While laws relating to restrictive covenants vary from state to state, “reasonable” is the guiding principle. Reasonable means the time and geography restrictions are not overly burdensome to a physician who needs to make a living and the public at large that needs to get care. In a rural area, it might be reasonable to restrict a physician from practicing within 25 or more miles for a year or two; in an urban area, a few blocks or a certain ZIP code may be reasonable. In the case of hospitalists, a restrictive covenant could be specific to the institution where the doctor is employed.

If a hospital is providing funding to a practice to help recruit a physician, employers must follow Stark Law regulations on the use of restrictive covenants—a legal point that it might be wise to get expert guidance on.

“Tail” coverage. It's critical to know if the malpractice policy being offered covers the “tail.” In general, there are two types of malpractice coverage. Under an occurrence-based policy, a physician is in essence covered for any event that happens while she has the insurance, even if the lawsuit is filed after she is no longer covered by the insurance. With a “claims made” policy, the coverage stops when a physician's policy ends, no matter when the action occurred. “Tail” coverage protects physicians from lawsuits that arise later but is initially more expensive to buy.
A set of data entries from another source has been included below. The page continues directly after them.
Issue #605, opened 2021-09-24
[maven] Support


fwesss:
### Sanity checks

- [X] My issue relates to a specific CLI completion spec (e.g. `git checkout` is missing options in `git` completion spec). If your issue is more general, please create your issue here: [withfig/fig](https://github.com/withfig/fig/issues/new?assignees=&labels=NEED_TO_LABEL&template=main_issue_template.yml)
- [X] I have searched [github.com/withfig/autocomplete/issues](https://github.com/withfig/autocomplete/issues?q=) and there are no duplicates of my issue
- [ ] I would like to work on this.

### What CLI tool does this relate to?

maven

### Which statement makes the most sense?

This completion spec does not exist

### Issue Details

Maven is a build tool typically used with java.

https://maven.apache.org/ref/3.8.1/maven-embedder/cli.html

zp4rker:
@Cool-Runningz sorry if you already started on it, but I noticed its been a while so I decided to do it 😬 

PR submitted @ https://github.com/withfig/autocomplete/pull/746

PR #746, opened 2021-11-23
feat: add mvn (Maven) completion spec

zp4rker:
New completion spec

Non-existent

Existent

**Additional info:**
Resolves https://github.com/withfig/autocomplete/issues/605

### DIFF
--- a/src/mvn.ts
+++ b/src/mvn.ts
@@ -1,0 +1,235 @@
+const completionSpec: Fig.Spec = {
+  name: "mvn",
+  description: "Maven - a Java based project management and comprehension tool",
+  subcommands: [
+    {
+      name: "my_subcommand",
+      description: "Example subcommand",
+      subcommands: [
+        {
+          name: "my_nested_subcommand",
+          description:
+            "Nested subcommand, example usage: 'mvn my_subcommand my_nested_subcommand'",
+        },
+      ],
+    },
+  ],
+  options: [
+    {
+      name: ["--also-make", "-am"],
+      description: "Also build projects required by project list",
+    },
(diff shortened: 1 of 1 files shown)


src/mvn.ts
```diff
@@ -0,0 +1,259 @@
...
+        name: "server password",
+      },
+    },
+    {
+      name: ["--file", "-f"],
+      description:
+        "Force the use of an alternate POM file (or directory with pom.xml)",
+      args: {
+        name: "path",
+        suggestions: ["filepaths", "folders"],
```
QuiiBz, line 76: This should actually be:

```suggestion
        template: ["filepaths", "folders"],
```

src/mvn.ts
```diff
@@ -0,0 +1,259 @@
...
+      name: ["--show-version", "-V"],
+      description: "Display version information",
+    },
+    {
+      name: ["--debug", "-X"],
+      description: "Produce execution debug output",
+    },
+  ],
+  args: {
+    name: "goal/phase",
```
QuiiBz, line 220: Could you also add a description for this argument?

QuiiBz (changes requested):

src/mvn.ts
zp4rker: I blame GitHub Copilot 😂 

Fixed.

src/mvn.ts
zp4rker: Thanks for noticing, fixed!

QuiiBz (approved):
LGTM, thanks a lot for this contribution!

Issue #748, opened 2021-11-24
[ssh] known_hosts generator producing duplicates


zp4rker:
### Sanity checks

- [X] My issue relates to a specific CLI completion spec (e.g. `git checkout` is missing options in `git` completion spec). If your issue is more general, please create your issue here: [withfig/fig](https://github.com/withfig/fig/issues/new?assignees=&labels=NEED_TO_LABEL&template=main_issue_template.yml)
- [X] I have searched [github.com/withfig/autocomplete/issues](https://github.com/withfig/autocomplete/issues?q=) and there are no duplicates of my issue
- [X] I would like to work on this.

### What CLI tool does this relate to?

ssh

### Which statement makes the most sense?

There is a bug with this completion spec

### Issue Details

The generator which reads from `known_hosts` is currently producing duplicates - 2 duplicates in my experience (making it a total of 3 suggestions of the same thing).

![Screen Shot 2021-11-24 at 8 47 31 pm](https://user-images.githubusercontent.com/13144755/143216978-aef84bfa-614f-4d14-81b7-c04a3863834d.png)

Submitting a PR for it right after submitting this issue.

PR #749, opened 2021-11-24
[ssh] fix duplicates issue with known_hosts generator

zp4rker:
Bug fix

`known_hosts` generator produces duplicates.
Screen Shot 2021-11-24 at 8 47 31 pm

All suggestions from `known_hosts` are unique

**Additional info:**
Resolves https://github.com/withfig/autocomplete/issues/748

### DIFF
--- a/src/ssh.ts
+++ b/src/ssh.ts
@@ -5,16 +5,17 @@ const knownHosts: Fig.Generator = {
   postProcess: function (out, tokens) {
     return out
       .split("\n")
-      .map((line) => String(knownHostRegex.exec(line)))
-      .filter((value, index, self) => value && self.indexOf(value) === index)
-      .map((knownHost) => {
-        if (knownHost != null) {
-          return {
-            name: (tokens[1].endsWith("@") ? tokens[1] : "") + knownHost, // also suggest when user@ is provided
-            description: "SSH host",
-          };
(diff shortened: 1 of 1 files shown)


src/ssh.ts
```diff
@@ -3,15 +3,18 @@ const knownHostRegex = /(?:[a-zA-Z0-9-]+\.)+[a-zA-Z0-9]+/; // will match numeric
...
-          description: "SSH host",
-        };
-      }
-    });
+    return out
+      .split("\n")
+      .map((line) => String(knownHostRegex.exec(line)))
+      .filter((value, index, self) => value && self.indexOf(value) === index)
+      .map((knownHost) => {
+        if (knownHost != null) {
```
QuiiBz, line 11: Thanks for this contribution! I think we can move this last `if` statement in the above `filter`, that would make more sense, and we can then return the object in the `map` directly without the `return` keyword.

zp4rker: Although you didn't directly, you made me realise there was a bug: it was suggesting `null` as an option because I was casting to string before checking if null. Moved the null check into the earlier map to resolve it.

mschrage (approved):

mschrage:
Thanks so much for patching this! ❤️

“Walking out the door, a physician might suddenly discover it's going to cost you $10,000, $15,000, $20,000 to pay your tail coverage,” said R. Jeffrey Taylor, president and chief operating officer for IPC, which provides tail coverage to its employees. If an employment contract does not provide for tail coverage, a doctor might have to take out a loan to pay for it or try to convince a new employer to pick up the cost, not necessarily an easy task.

“Any contract not only sets you up for that job but sets you up for future opportunities, too,” said Mr. Armon. “Nothing can be taken for granted. You need to understand every word, every sentence, every paragraph.”